Different Perspectives: Smashings on the Greenway

Wednesday, June 27, 2007

It's closing in on One Year since I decided the South produces the foxiest men in the nation. In honor of native Georgia boys, manners, and staying fit-- I give you: A Difference in Perspectives: Smashings on the Green, by Moi. (Please note: Any resemblance of these events or peoples to actual events or peoples is purely coincidental, of course.)

It's a stifling Hypothetical Wednesday around 4 p.m. and our main character, lovely in spite of her name, decides to make use of a free evening to rollerblade at a public trail. The pavement is smooth, the company is mostly studly male bicyclists, and the trees provide ample shade to ease the burden of the heat. Yerbua basks in a few hours free of pasta and lattes and rolls along at a medium pace.

About 3-quarters-hour through her trek, Yerbua hears the buzz of a motorized vehicle (which turns out to be a normal bicycle moving at warp speed) and stays extreme right on the trail. One of the studly male bicyclists mentioned above veers far left and yells the polite "Left" as he passes on the curve. Yerbua begins to yell a greeting and *SMASH*-- a biker in yellow happens to be taking the curve coming the opposite direction and the two men collide. In order to calculate the force of this impact, I'd have to use this formula:

F = (M/g)*[(Vi**2) - (Vf**2)]/(2*deltaL)

Because I skipped physics in high school, I'll move along with the story. They were solid guys, moving about 15 mph, and they hit almost head-on. The uber hot Blue Man flew into the grass while the Yellow Man fell to the paved trail. Yerbua didn't know what to do. Word to the Soon-to-be Wiser: Don't talk to biker dudes unless they're parked. Distractions do not become them. Yerbua asked if everything was ok, checked to see if anyone needed CPR, and moved along. Not being a bike mechanic and having no muffins or lovin' for these guys, she didn't feel she could help. As she rolled away, Yerbua heard Yellow Man say, "She came out of nowhere, huh?" Hmmmm... yeah, Did I leave out the part where Yerbua took a break and went kudzu swinging in the woods only to jump out in front of Blue Man at "just the perfect time"?? Maybe that didn't happen. Or maybe I left out that part where Yerbua parachuted down from a helicopter fully rollerbladed and landed in the perfect spot?? Nope, that didn't happen either. Came out of NOWHERE. Wow. Just like magic.

About 25-minutes later, on the return haul, Yerbua passed the scene to find the men still trying to make repairs. Here's where the interesting impasse occurs in our story. Please observe the conversation:

saying---Hey, Is there anything I can do to help?
thinking- Wow, this sucks for these guys...maybe I can make a phone call or help carry something or...?

Yellow Man--
saying--It's a little late for that. *sneering* Maybe you should watch where you're going.
thinking-- We are experienced bicyclist men wearing tights and we cannot be faulted when there's a woman involved who must be at fault.

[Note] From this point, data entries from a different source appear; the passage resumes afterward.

PR #895, opened 2025-11-14
MX2 Fixes

StevenClontz:
Fix MX2 so the non-invertible task doesn't have an incomplete template.

Also shuffles the order to prompt the student to compute a column by hand first, and then verify with technology.

### DIFF
--- a/.vscode/settings.json
+++ b/.vscode/settings.json
@@ -1,5 +1,0 @@
-{
-    "githubPullRequests.ignoredPullRequestBranches": [
-        "main"
-    ]
-}


source/linear-algebra/exercises/outcomes/MX/MX2/generator.sage
```diff
@@ -43,6 +43,7 @@ class Generator(BaseGenerator):
             "invertible": False,
             "label": labels[1],
             "vector_eq": TBIL.VectorEquation(m),
+            "ordinal": ordinal_string,
```
StevenClontz: This will fix the non-invertible question so it doesn't ask for a [blank] column of the inverse.

.vscode/settings.json
```diff
@@ -0,0 +1,5 @@
+{
+    "githubPullRequests.ignoredPullRequestBranches": [
+        "main"
+    ]
+}
```
siwelwerd: Should `.vscode/*` be added to the gitignore?

PR #896, opened 2025-11-14
refactor MX1 to manually calculate one column, not whole product

StevenClontz:
Similar to how we started asking for one column in MX2, I think we should ask for a random column of the product in MX1. Justification: it reinforces the meaning of the product as a standard matrix for a composition, rather than an arbitrary algorithm.


StevenClontz:
(despite the X, the checks are passing and I think this is ready for review)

saying--Hey, (bolded words have been edited from original hypothetical event to ensure readability and make Yerbua look better in the story) studly old biker chap, this wasn't my fault.
thinking--I cannot believe Blue Man is taking no responsibility for this and Yellow Man is being such a scum sucker.

Yellow Man:
saying--F.U. (maybe a university in Florida?)

At this point in our story, Yerbua should have said:
I don't think that would solve your problem, little man.

Instead, she wheeled around, fell on her clonkus, recovered, and rolled away, wondering how many times The Pride of Man will kill good things in her life.

Blue Man, couldn't you have tossed me (errr...Yerbua) a hypothetical bone? You knew you were riding the left shoulder on that one. I know, easier to let the girl take the blame than lose face in front of another male, pro biker... but c'mon, save the lady when she needs saving. Don't throw her overboard.

Where the HECK are the men wearing their big boy pants? errr... or biker shorts? I could use a little more of them in my life. fo shizzle.


1 comment:

  1. That was great... even though it was purely hypothetical, "yellow man" should seriously know better than to spout off random university names in front of a lady... come'on man! Not cool!